A lo lejos ve un toldo enorme que se levanta orgulloso en medio de sombrillas modestas, dobladas ante los embates del viento. Al acercarse a la tienda de campaña encuentra a una familia de cuatro: los padres, la muchacha, el chico. De inmediato deduce que el muchacho tiene que ser el novio de la chica; su color de piel lo delata. Lo delatan también sus formas recatadas al momento de tomar uno de los sánduches del bolso que tiene a sus pies, a la hora de servirse un vaso de ron con Coca-Cola. Manipula todo como si nada le perteneciera, incluida su novia, que lo busca con ojos brillantes e insistentes.
El chico del toldo, que no debe distar mucho en edad del vendedor de conservas, nota la presencia del joven comerciante antes que los demás, todos absortos en lecturas y ensoñaciones. El muchacho le regala una sonrisa hermosa, intrigante, una de esas sonrisas que guardan invitaciones. El vendedor, de forma instintiva, da un paso atrás. La vida le ha enseñado que esas sonrisas no siempre vienen acompañadas con cosas positivas. Saluda de forma tímida con la mano libre, pero antes de poder escapar los otros tres se han percatado de su existencia y lo están llamando para preguntarle sobre precios y variedad.

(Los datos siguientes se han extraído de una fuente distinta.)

PR #265, opened 2021-04-30
Select all checkbox and rebuild selected btn duplicated on top

MisterDA:


talex5 (approved):
Looks good! I pushed a small change to tidy the CSRF handling a bit - if you're happy with that then it's ready to merge.

talex5:
Note: the CI failure on Alpine can be ignored: it's because they promoted `capnproto-dev` from `testing` to `community`, but only `testing` has published the change so far.

MisterDA:
It's nicer indeed. Thank you for the change, I'm in favour of merging.

PR #3195, opened 2022-03-19
Fix #3194: include all division employees in small town achievement calc

### LINKED ISSUE #3194: Small town achievement (Corp 3000 employees) calculation is incorrect
The achievement says `Have a division with 3000 employees`, but the calculation doesn't sum up all the employees in the division, it just looks at one individual city.  I found out because I have 3,240 employees in a division (540 employees in each city: 540*6 = 3,240) but the achievement wasn't popping.

Should be a pretty easy fix, just sum the employee count for all cities within a division.
image

BrianLDev:
fixes #3194 

Quick and easy fix to this achievement calc that wasn't including all employees in the division in the calc.  Now it sums up the combined division employee count.

### DIFF
--- a/src/Achievements/Achievements.ts
+++ b/src/Achievements/Achievements.ts
@@ -458,10 +458,12 @@ export const achievements: IMap<Achievement> = {
     Condition: (): boolean => {
       if (Player.corporation === null) return false;
       for (const d of Player.corporation.divisions) {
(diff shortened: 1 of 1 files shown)


phyzical (approved):
lgtm

hydroflame:
Well ..... the achievement is wrong.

Durante toda la transacción el del toldo no le quita los ojos de encima. Lo examina, lo escanea, detalla con precisión clínica todos los desniveles de su superficie. Puede notar los ojos recorriéndolo, como si se tratara de un par de dedos que lo acarician con delicadeza y provocación. Antes de poder irse, el muchacho del toldo le pide que les tome una foto. El vendedor toma el teléfono, da unos pasos hacia atrás, y hace el retrato. Es una fotografía feliz, de esas que se ven en postales y perfiles de Facebook. Los ojos lascivos no están en la foto. Parecen dedicados exclusivamente para él.

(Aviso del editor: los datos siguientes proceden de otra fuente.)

PR #3197, opened 2022-03-20
Initial API Wrapper Work

TheMas3212:
onlying wrapping Stanek api currently as test sample
had to change how it worked slightly as it the initial plan didnt quite work
every function in stanek (and a selection of other functions as well) has been tested and confirmed as still functional

### DIFF
--- a/src/Netscript/APIWrapper.ts
+++ b/src/Netscript/APIWrapper.ts
@@ -10,9 +10,7 @@ type ExternalAPI = {
   [string: string]: ExternalAPI | ExternalFunction;
 };
 
-type InternalFunction<F extends (...args: unknown[]) => unknown> = (
-  ctx: NetscriptContext,
-) => (...args: unknown[]) => ReturnType<F>;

Cuando le devuelve el celular a su dueño, el muchacho del toldo le acaricia levemente la mano. Un gesto innecesario, pero bien recibido. El vendedor de conservas vuelve a hacer equilibrio con su bandeja, visera con la mano libre y sigue caminando. Su corazón late con fuerza mientras recuerda los ojos del otro chico, ojos que, está seguro, seguirán sus pasos hasta que desaparezca en el horizonte.
II
Siempre vuelve a su casa caminando cuando comienza a oscurecer. Detesta las puestas de sol. Su belleza le asquea y le hace pensar en tardes felices que nunca tuvo de niño. Le hace pensar en la inminencia de los peligros de la noche. Aunque ahora pasa la mayor parte de las noches a solas, los fantasmas de aquellos monstruos que preferían subirse a su cama a vivir debajo de ella siguen merodeando por allí.
Todavía a unos metros del pueblo se encuentra con una escenografía poco común: patrullas de la policía (es muy raro cuando, en esos predios, se habla de patrullas, en plural); agentes desviando el tráfico, tomando declaraciones, haciendo experticias; varias ambulancias iluminando la vía con sus ominosas luces; algunos reporteros intentando conseguir una imagen, una declaración, un rumor, cualquier cosa.

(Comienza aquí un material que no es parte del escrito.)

PR #3199, opened 2022-03-20
purchaseSleeveAug

phyzical:
used the getSleeveStats as it seems to be a miss connection between whats displayed and whats used

i.e sleeve.shock of 100 is actually a shock value of 0 for the use


smmalis37:
Fixes #3202 lol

Camina con cautela, siguiendo la vía de los curiosos que han salido de sus casas para husmear en el desastre. Un automóvil yace en el medio de la carretera, con múltiples hoyos en la carrocería por donde, supone, han entrado balas. Junto al carro, tres cuerpos debidamente cubiertos con sábanas blancas están prestos a ser levantados e introducidos en una de las ambulancias que esperan a una distancia prudencial.
En otra de las ambulancias logra ver cómo atienden a un muchacho: el mismo del toldo. Parece un poco confundido, aturdido, pero no muestra ninguna señal de heridas físicas más allá de algunos raspones en los brazos. Verlo tan desamparado lo hace congelarse frente a la ambulancia. Se queda allí, en silencio, esperando que no lo note, pero a la vez queriendo gritarle a todo pulmón. Se queda allí parado mientras escucha cómo un oficial de policía le pregunta si tiene algún sitio donde pasar la noche, con quién quedarse. El chico del toldo cruza miradas con el vendedor de conservas y asiente lentamente ante la pregunta del oficial de policía.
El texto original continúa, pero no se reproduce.